A recent study showed that when American embassies installed air pollution monitors at some of their locations and began sharing the real-time air quality data publicly, pollution declined and led to decreases in premature mortality, suggesting that local governments and perhaps residents took steps to reduce pollution once they learned of it.
From my perspective as the director of the clean air program at the University of Chicago’s Energy Policy Institute, perhaps the most impressive turnaround was in Beijing, where the United States Embassy, in 2008, began tweeting hourly levels of fine particulates from a monitor on the embassy’s roof. I and others believe the resulting public pressure to reduce air pollution helped lead the government to lay out a plan to do so in 2013. Billions of dollars were spent to reduce pollution countrywide, and by 2022, particulate pollution in the Beijing-Tianjin-Hebei region had declined by 45 percent.
The lack of basic air quality monitoring in some of the world’s most polluted places presents a huge philanthropic opportunity. From interviews with local air quality experts and clean air advocates, we estimate that annual investments of $50,000 to $100,000 per country could support long-term air quality monitoring efforts.
In total, it would take a global investment of a mere $4 million to $8 million a year to support local organizations already poised to address country-level air quality data gaps. Together, they could provide a billion people with access to such data. We are working to connect those groups to philanthropies through a new fund we have created that will raise money from private donors and then dispense it.

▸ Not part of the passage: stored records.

PR #725, opened 2021-06-12
Added compiler warning flags -Wall, -Wextra

kuzminrobin:


kuzminrobin:
Ready to merge, please review.

src/Qir/Common/Include/SimulatorStub.hpp
```diff
@@ -15,113 +15,113 @@ namespace Quantum
...
+            Qubit* /*controls*/,
+            long /*numTargets*/,
+            PauliId* /*paulis*/,
+            Qubit* /*targets*/,
+            double /*theta*/) override
         {
             throw std::logic_error("not_implemented: ControlledExp");
         }
-        void AdjointS(Qubit target) override
+        void AdjointS(Qubit) override
```
swernli, line 96: For most of these the parameter name was commented out, but for `AdjointS` here and a few other functions throughout this file it was simply removed. I don't have a strong preference to either style, but do like following one pattern. For what it's worth, leaving the parameter names is helpful for understanding their intended use while on the other hand removing it entirely avoids the overhead of keeping them up to date if the names change in the future.

src/Qir/Runtime/lib/QIR/callables.cpp
```diff
@@ -370,7 +370,8 @@ QirTupleHeader* FlattenControlArrays(QirTupleHeader* tuple, int depth)
 
         QirArray* controls = current->controls;
         const size_t blockSize = qubitSize * controls->count;
-        assert(dst + blockSize <= dstEnd);
+        assert(dst + blockSize <= dstEnd); 
+        (void)dstEnd;   // Calm down the "Unused Var" warning in Release build (`assert()` is Debug only).
```
swernli, line 374: Food for thought: A pattern I've seen in other codebases is to create a macro named `UNUSED` or `UNREFERENCED_ARG` or something similar that does this, just to make the intent clear. Your comment here is clear enough such that I don't think this is really a problem and there aren't that many places we need this pattern (and I'm not certain they all share a convenient header to define that macro in), so feel free to ignore.

src/Qir/Runtime/lib/Simulators/FullstateSimulator.cpp
```diff
@@ -59,14 +59,14 @@ QUANTUM_SIMULATOR LoadQuantumSimulator()
...
 
-bool UnloadQuantumSimulator(QUANTUM_SIMULATOR handle)
-{
-#ifdef _WIN32
-    return ::FreeLibrary(handle);
-#else // not _WIN32
-    return ::dlclose(handle);
-#endif
-}
+// bool UnloadQuantumSimulator(QUANTUM_SIMULATOR handle)
```
swernli, line 62: I think it would be fine to remove this rather than leave it commented out. I don't foresee us ever really supporting this.

swernli (approved):
A few minor things for you to consider, but overall the change looks fine!

src/Qir/Common/Include/SimulatorStub.hpp
kuzminrobin: Made them all commented out.

src/Qir/Runtime/lib/QIR/callables.cpp
kuzminrobin: Good point, thank you! 
I'm adding `UNUSED()`.

src/Qir/Runtime/lib/Simulators/FullstateSimulator.cpp
kuzminrobin: Removing.

PR #1052, opened 2022-07-05
Fix BinSkim issues for native simulator

swernli:
This updates the native simulator to participate in BinSkim checks by ensuring that it produces symbols even when built in release mode. Any further BinSkim fixes will be added if necessary.


swernli:
I've confirmed the e2e build now includes symbols (pdb) for the native simulator as part of the build artifacts that get consumed by later stages of the pipeline. This should unblock BinSkim scanning.

kuzminrobin (approved):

If even one relatively small country like Guatemala, home to 18 million people, were to benefit from such data infrastructure support, eventually spurring even a modest reduction in pollution levels, the avoided costs of caring for people sickened by breathing dirty air would outweigh the global investment in air quality data.

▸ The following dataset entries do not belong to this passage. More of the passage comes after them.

PR #1054, opened 2022-07-08
Add Sparse Sim to manifest, link against Spectre libs

swernli:
This adds the sparse state simulator to the manifest script to ensure it gets properly scanned. It also updates the SparseSimulator native binary to compile with control flow guard security flags and link against Spectre mitigated static runtime such that it can pass the manifest checks. For ease of management, all security flags and runtime linking logic has been pulled into a common CMake macro so that the full state simulator, sparse state simulator, and QIR runtime can all share the same setup.

### DIFF
--- a/src/Common/cmake/secure_dependencies.cmake
+++ b/src/Common/cmake/secure_dependencies.cmake
@@ -38,7 +38,7 @@ macro(locate_win32_spectre_static_runtime)
             NAMES vswhere
             PATHS "$ENV{ProgramFiles\(x86\)}/Microsoft Visual Studio/Installer")
         if (NOT ${vswhere})
-            message(FATAL_ERROR "Could not locate vswhere.exe - unable to source vc redistributable")
+            message(FATAL_ERROR "Could not locate vswhere - unable to search for installed vcruntime libraries.")
         endif()
         execute_process(
             COMMAND "${_vswhere_tool}" -latest -products * -requires Microsoft.VisualStudio.Component.VC.Tools.x86.x64 -find **/14.29.*/**/lib/spectre/x64 -sort
--- a/src/Common/cmake/secure_dependencies.cmake
+++ b/src/Common/cmake/secure_dependencies.cmake
@@ -1,0 +1,71 @@
+#===============================================================================
+# Configure the flags used to ensure that required security settings are enabled
+macro(configure_security_flags)
+    # Enable Control Flow Guard
+    add_link_options("LINKER:/guard:cf")
+
+    # Enable Compiler supported Spectre mitigations
+    if (NOT APPLE)
+        set(CMAKE_CXX_FLAGS "${CMAKE_CXX_FLAGS} -mspeculative-load-hardening -mretpoline")
+        set(CMAKE_C_FLAGS "${CMAKE_C_FLAGS} -mspeculative-load-hardening -mretpoline")
+    endif()
+endmacro()
+
+#===============================================================================
+# Set MSVC static runtime library policy
+# NOTE: Since this sets a cmake policy for ensuring Windows compilation uses static runtime,
+# this policy MUST be set before any projects are declared for it to take effect.
+macro(set_msvc_static_runtime_policy)
+    # Enforce use of static runtime (avoids target machine needing msvcrt installed).
+    # Must set policy CMP0091 before any projects are declared (see https://cmake.org/cmake/help/latest/variable/CMAKE_MSVC_RUNTIME_LIBRARY.html#cmake-msvc-runtime-library)
+    cmake_policy(SET CMP0091 NEW)
+    set(CMAKE_MSVC_RUNTIME_LIBRARY "MultiThreaded$<$<CONFIG:Debug>:Debug>")
+endmacro()
+
+#===============================================================================
+# Locate Spectre mitigated static C runtime on Windows. Sets the `SPECTRE_LIBS`
+# variable for use in later calls to `target_link_libraries`.
+# NOTE: This sets a cmake policy for ensuring Windows compilation uses static runtime.
+# this policy MUST be set before any projects are declared for it to take effect.
+macro(locate_win32_spectre_static_runtime)
+    if (WIN32)
+        # Locate the vswhere application, which will provide paths to any installed Visual Studio instances.
+        # By invoking it with "-find **/lib/spectre/x64" we will find any Spectre mitigated libaries that
+        # have been installed.
+        find_program(_vswhere_tool
+            NAMES vswhere
+            PATHS "$ENV{ProgramFiles\(x86\)}/Microsoft Visual Studio/Installer")
+        if (NOT ${vswhere})
+            message(FATAL_ERROR "Could not locate vswhere.exe - unable to source vc redistributable")
+        endif()
+        execute_process(
+            COMMAND "${_vswhere_tool}" -latest -products * -requires Microsoft.VisualStudio.Component.VC.Tools.x86.x64 -find **/14.29.*/**/lib/spectre/x64 -sort
+            OUTPUT_VARIABLE _vs_install_loc_out
+            RESULT_VARIABLE _vs_where_exitcode
+            OUTPUT_STRIP_TRAILING_WHITESPACE)
+        file(TO_CMAKE_PATH "${_vs_install_loc_out}" SPECTRE_LIB_PATH_OUT)
+        string(REGEX REPLACE "[\r\n]+" ";" SPECTRE_LIB_PATH ${SPECTRE_LIB_PATH_OUT})
+        message(INFO "*** install loc: ${SPECTRE_LIB_PATH}")
+
+        # Locate the spectre mitigated runtime libraries and fail if they can't be found. Targets in this
+        # cmake project can use the variables to explicitly link these libraries rather than using the 
+        # non-mitigated libraries that are found by default.
+        find_library(LIBCMT_SPECTRE_REL libcmt PATHS ${SPECTRE_LIB_PATH} REQUIRED)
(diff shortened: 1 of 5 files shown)


src/Common/cmake/secure_dependencies.cmake
```diff
@@ -0,0 +1,73 @@
...
+#===============================================================================
+# Set MSVC static runtime library policy
+# NOTE: Since this sets a cmake policy for ensuring Windows compilation uses static runtime,
+# this policy MUST be set before any projects are declared for it to take effect.
+macro(set_msvc_static_runtime_policy)
+    # Enforce use of static runtime (avoids target machine needing msvcrt installed).
+    # Must set policy CMP0091 before any projects are declared (see https://cmake.org/cmake/help/latest/variable/CMAKE_MSVC_RUNTIME_LIBRARY.html#cmake-msvc-runtime-library)
+    cmake_policy(SET CMP0091 NEW)
+    set(CMAKE_MSVC_RUNTIME_LIBRARY "MultiThreaded$<$<CONFIG:Debug>:Debug>")
+endmacro()
```
kuzminrobin, line 25: The fragment "for ensuring **Windows** compilation uses static runtime" makes me think that the `if (WIN32)` might be needed:
```suggestion
macro(set_msvc_static_runtime_policy)
    if (WIN32)
        # Enforce use of static runtime (avoids target machine needing msvcrt installed).
        # Must set policy CMP0091 before any projects are declared (see https://cmake.org/cmake/help/latest/variable/CMAKE_MSVC_RUNTIME_LIBRARY.html#cmake-msvc-runtime-library)
        cmake_policy(SET CMP0091 NEW)
        set(CMAKE_MSVC_RUNTIME_LIBRARY "MultiThreaded$<$<CONFIG:Debug>:Debug>")
    endif (WIN32)
endmacro()
```

src/Simulation/NativeSparseSimulator/CMakeLists.txt
```diff
@@ -1,13 +1,24 @@
...
 set(CMAKE_CXX_EXTENSIONS OFF)
 
 set(CMAKE_MACOSX_RPATH 1)
+
+locate_win32_spectre_static_runtime()
+configure_security_flags()
+
 # Main build files
 add_library(Microsoft.Quantum.SparseSimulator.Runtime SHARED factory.cpp capi.cpp)
+target_link_libraries(Microsoft.Quantum.SparseSimulator.Runtime ${SPECTRE_LIBS})
```
kuzminrobin, line 21: I assume that 
`${SPECTRE_LIBS}` expands to _nothing_ on non-Win platforms (because `SPECTRE_LIBS` is defined inside of `if (WIN32)` and on other platforms it stays undefined).

src/Common/cmake/secure_dependencies.cmake
```diff
@@ -0,0 +1,73 @@
...
+    if (WIN32)
+        # Locate the vswhere application, which will provide paths to any installed Visual Studio instances.
+        # By invoking it with "-find **/lib/spectre/x64" we will find any Spectre mitigated libaries that
+        # have been installed.
+        find_program(_vswhere_tool
+            NAMES vswhere
+            PATHS "$ENV{ProgramFiles\(x86\)}/Microsoft Visual Studio/Installer")
+        if (NOT ${vswhere})
+            message(FATAL_ERROR "Could not locate vswhere.exe - unable to source vc redistributable")
+        endif()
```
kuzminrobin, line 42: ;-) Definitely paranoid, but strictly speaking,
The code is looking for _one thing_ ("vswhere"), and if not found, then complains that some _other thing_ ("vswhere **.exe**") is not found.
What if, when looking for "vswhere", the "vswhere **.com**" or "vswhere **.cmd**" or "vswhere **.bat**" is found?

Consider looking for and complaining about the same thing, 
either "vswhere" both in L38 and L41,
or "vswhere **.exe**" both in L38 and L41.

src/Common/cmake/secure_dependencies.cmake
```diff
@@ -0,0 +1,73 @@
...
+macro(locate_win32_spectre_static_runtime)
+    if (WIN32)
+        # Locate the vswhere application, which will provide paths to any installed Visual Studio instances.
+        # By invoking it with "-find **/lib/spectre/x64" we will find any Spectre mitigated libaries that
+        # have been installed.
+        find_program(_vswhere_tool
+            NAMES vswhere
+            PATHS "$ENV{ProgramFiles\(x86\)}/Microsoft Visual Studio/Installer")
+        if (NOT ${vswhere})
+            message(FATAL_ERROR "Could not locate vswhere.exe - unable to source vc redistributable")
```
kuzminrobin, line 41: (nit)
If the users try to build locally and have no expected version of MS VC++ installed (e.g. our ReadMe, Prerequisites section, gets out-of-date and recommends to install the VS version older than needed), then the message "unable to source vc redistributable" may confuse them. Consider more detailed, more actionable message.

kuzminrobin: Disregard. This is the old/existing code.

src/Common/cmake/secure_dependencies.cmake
kuzminrobin: Disregard. This is the old/existing code.

src/Common/cmake/secure_dependencies.cmake
```diff
@@ -0,0 +1,73 @@
...
+        endif()
+        execute_process(
+            COMMAND "${_vswhere_tool}" -latest -products * -requires Microsoft.VisualStudio.Component.VC.Tools.x86.x64 -find **/14.29.*/**/lib/spectre/x64 -sort
```
kuzminrobin, line 44: IIRC, when adapting for VS2022, I had to do the following change:
```suggestion
            COMMAND "${_vswhere_tool}" -latest -products * -requires Microsoft.VisualStudio.Component.VC.Tools.x86.x64 -find **/14.*.*/**/lib/spectre/x64 -sort
```

src/Common/cmake/secure_dependencies.cmake
swernli: The CMake API docs clarify that this value is ignored on non-Windows platforms so it is safe to always set:
```
The value is ignored on non-MSVC compilers but an unsupported value will be rejected as an error when using a compiler targeting the MSVC ABI.
```

src/Simulation/NativeSparseSimulator/CMakeLists.txt
swernli: That is correct, making the line a no-op. This matches the behavior we use for the other native binaries.

src/Common/cmake/secure_dependencies.cmake
kuzminrobin: (I assume that with "The value is ignored" you mean "the  CMAKE_MSVC_RUNTIME_LIBRARY is ignored")

You write: "this value is ignored **on non-Windows platforms**".
The citation writes: "The value is ignored **on non-MSVC compilers**".
Our compiler is **clang**/**clang++** (including on Win), I assume it is non-MSVC compiler. Which makes me think that the value is ignored even on Windows.
This all sounds suspicious ;-), but unfortunately I cannot (at least quickly) provide any sensible recommendation. Leaving it to you.

kuzminrobin: Disregard, this is existing/old code.

kuzminrobin (approved):

src/Common/cmake/secure_dependencies.cmake
swernli: Unfortunately the VS2022 version binaries didn't pass the BinSkim checks. You can see that in the log from the SDL pipeline [here](https://dev.azure.com/ms-quantum/Quantum%20Program/_build/results?buildId=220094&view=logs&j=663ee715-dcc5-5b8a-8432-471131753a80&t=c27f7e01-8477-5121-dfc4-3699acde542a&l=137), and the lines in the build log [here](https://dev.azure.com/ms-quantum/Quantum%20Program/_build/results?buildId=220094&view=logs&j=01472334-6cb8-5a65-5848-8350d96b6b87&t=407b8715-ddab-5d3e-3fdb-ca4f6740b4ba&l=104) showing that the selected runtime was the `14.32.31326` with Spectre mitigations. It's not clear to me why the latest binaries don't pass the checks even though they come from the spectre path, but I do know that if the `14.16` or `14.29` versions are chose those pass the checks, and both of those are installed in the build pipeline by default (the build pipeline has MSVC v143, v142, and v141 installed in the VS2022 folder). This means building locally will require installing the Spectre mitigated v142 components, which are optional installs on VS2022.

src/Common/cmake/secure_dependencies.cmake
swernli: You are right, the wording in the docs is misleading. The page I'm looking at is the docs for [CMAKE_MSVC_RUNTIME_LIBRARY](https://cmake.org/cmake/help/latest/variable/CMAKE_MSVC_RUNTIME_LIBRARY.html#cmake-msvc-runtime-library), which at the top says:

> Select the MSVC runtime library for use by compilers targeting the MSVC ABI. This variable is used to initialize the [MSVC_RUNTIME_LIBRARY](https://cmake.org/cmake/help/latest/prop_tgt/MSVC_RUNTIME_LIBRARY.html#prop_tgt:MSVC_RUNTIME_LIBRARY) property on all targets as they are created.

In this case, while we are using clang as our compiler instead of MSVC, we are using clang to compile a binary that targets the MSVC runtime, which means CMake needs to use logic to decide which runtime to pass to the compilation and linking. So even though we call into clang and lld-link, the latter is the LLVM linker for Windows platforms that targets MSVC and as such obeys these CMake variables (for more info check out https://lld.llvm.org/windows_support.html).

Progress can be made, and it has — in Beijing, Tokyo, Berlin, Los Angeles and other cities. Establishing national air quality standards, enforcing those standards and monitoring progress at the local level was crucial to reducing air pollutants at their source in those cities. Achieving that success, though, requires air quality data over long periods.
Few global health issues can be alleviated with an investment of just a few million dollars a year. But gathering air quality data in some of the world’s most polluted countries is one of them.